**Exercise data**
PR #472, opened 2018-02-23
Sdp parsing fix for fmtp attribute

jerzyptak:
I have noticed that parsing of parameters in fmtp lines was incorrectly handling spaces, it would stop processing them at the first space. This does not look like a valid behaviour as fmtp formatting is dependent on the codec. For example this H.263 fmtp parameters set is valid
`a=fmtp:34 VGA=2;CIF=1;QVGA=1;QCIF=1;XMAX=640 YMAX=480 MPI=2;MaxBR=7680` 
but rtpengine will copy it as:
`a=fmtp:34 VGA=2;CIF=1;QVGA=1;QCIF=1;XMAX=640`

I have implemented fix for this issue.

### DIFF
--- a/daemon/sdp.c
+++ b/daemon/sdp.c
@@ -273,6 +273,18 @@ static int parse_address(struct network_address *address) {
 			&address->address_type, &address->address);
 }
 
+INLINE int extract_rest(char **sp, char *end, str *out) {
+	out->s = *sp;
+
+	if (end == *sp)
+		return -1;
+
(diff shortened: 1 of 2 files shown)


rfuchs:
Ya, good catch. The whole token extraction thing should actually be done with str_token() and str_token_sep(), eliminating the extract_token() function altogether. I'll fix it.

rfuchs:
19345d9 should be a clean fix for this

**What you will do**
Copy every line from the material in which the word "fmtp" can be found.

**Output for this exercise**
Sdp parsing fix for fmtp attribute
I have noticed that parsing of parameters in fmtp lines was incorrectly handling spaces, it would stop processing them at the first space. This does not look like a valid behaviour as fmtp formatting is dependent on the codec. For example this H.263 fmtp parameters set is valid
`a=fmtp:34 VGA=2;CIF=1;QVGA=1;QCIF=1;XMAX=640 YMAX=480 MPI=2;MaxBR=7680` 
`a=fmtp:34 VGA=2;CIF=1;QVGA=1;QCIF=1;XMAX=640`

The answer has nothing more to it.